Second Circuit Adopts Heightened Standard for Distinguishing Evident Partiality of Party-Appointed Arbitrator
The Second Circuit recently joined other circuit courts in adopting a different standard for determining the evident partiality of a party-appointed arbitrator than a neutral arbitrator or umpire. In Certain Underwriting Members of Lloyds of London v. Insurance Company of the Americas (Underwriters v. ICA), the Second Circuit vacated a district court ruling overturning an arbitration award in favor of ICA based on evident partiality due to the failure of ICA’s party-appointed arbitrator, Alex Campos, to disclose relationships with ICA representatives, including the fact that Campos’ company hired a former director of ICA (who testified on behalf of ICA at the hearing) as its chief financial officer. The district court found that these undisclosed relationships were “significant enough to demonstrate evident partiality.” Importantly, the district court expressly declined to apply a heightened burden to establish evident partiality in view of Campos’s role as a party-appointed arbitrator and instead applied the “same evident partiality standard as is required in all arbitrations.”
While the Second Circuit acknowledged the significance of Campos’s non-disclosures, and even noted that Campos appeared to violate the ethical codes of organizations such as, the AIDA Reinsurance and Insurance Arbitration Society (ARIAS•US) and the American Arbitration Association (AAA), the court vacated the district court’s ruling, applying a higher burden to demonstrate the evident partiality of a party-appointed arbitrator than a neutral arbitrator. Joining other circuits that distinguish between party-appointed and neutral arbitrators in considering evident partiality, the Second Circuit reasoned that “tolerance of certain undisclosed relationships between arbitrator and litigant are even more indulgent of party-appointed arbitrators, who are expected to serve as de facto advocates.” The court emphasized that the “distinction is salient in the reinsurance industry, where an arbitrator’s professional activity is valued over stringent impartiality.”

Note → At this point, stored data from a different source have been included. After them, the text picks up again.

PR #89, opened 2024-04-26
add `serialize()` to server

jackyzha0:
so we can avoid 

```
Object.entries(services).map(([name, value]) => ({
  name,
  ...value.serialize(),
})),
```

### DIFF
--- a/__tests__/serialize.test.ts
+++ b/__tests__/serialize.test.ts
@@ -4,6 +4,104 @@ import {
   FallibleServiceSchema,
   TestServiceSchema,
 } from './fixtures/services';
+import { createServer } from '../router/server';
+import { MockServerTransport } from './typescript-stress.test';
+
+describe('serialize server to jsonschema', () => {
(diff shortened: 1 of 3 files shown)


__tests__/serialize.test.ts
```diff
@@ -4,6 +4,104 @@ import {
...
+import { createServer } from '../router/server';
+import { MockServerTransport } from './typescript-stress.test';
+
+describe('serialize server to jsonschema', () => {
+  test('serialize basic server', () => {
+    const server = createServer(new MockServerTransport('mock'), {
+      test: TestServiceSchema,
+    });
+
+    expect(server.serialize()).toStrictEqual({
```
bradymadden97, line 16: FYI this is slightly different structure than we have right now I guess you're ok with that? I think python codegen might need to be fixed.

bradymadden97 (approved):
Makes sense. Kind of funny that the PR to avoid a snippet that's 4 lines is 120 lines hahaha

The court declined to “catalogue” the types of relationships that might lead to a finding of evident partiality if not disclosed, but stated that “an undisclosed relationship is material if it violates the arbitration agreement.” The court also held that an undisclosed fact is material if the party challenging the award “can show that the party-appointed arbitrator’s partiality had a prejudicial effect on the award.” Considering that the reinsurance agreement at issue required the arbitrators to be “disinterested,” the Second Circuit remanded the case to the district court to determine whether “Underwriters have shown by clear and convincing evidence that the failure to disclose by party-appointed arbitrator Campos either violates the qualification of disinterestedness or had a prejudicial effect on the award.”
It has been widely recognized among reinsurance arbitration practitioners that the extent and scope of the non-disclosures in this case were egregious and atypical. Consequently, the Second Circuit’s ruling may be met with some surprise and even consternation. But the Second Circuit did not break new ground as it followed the rationale applied by other circuit courts. At the same time, however, any perceived loosening of disclosure requirements could negatively impact the level of candor and transparency that parties expect from arbitrators and could cast further shade on a process that has been increasingly subject to criticism. It will be interesting to see whether the district court finds evident partiality even under the heightened standard applicable to party-appointed arbitrators.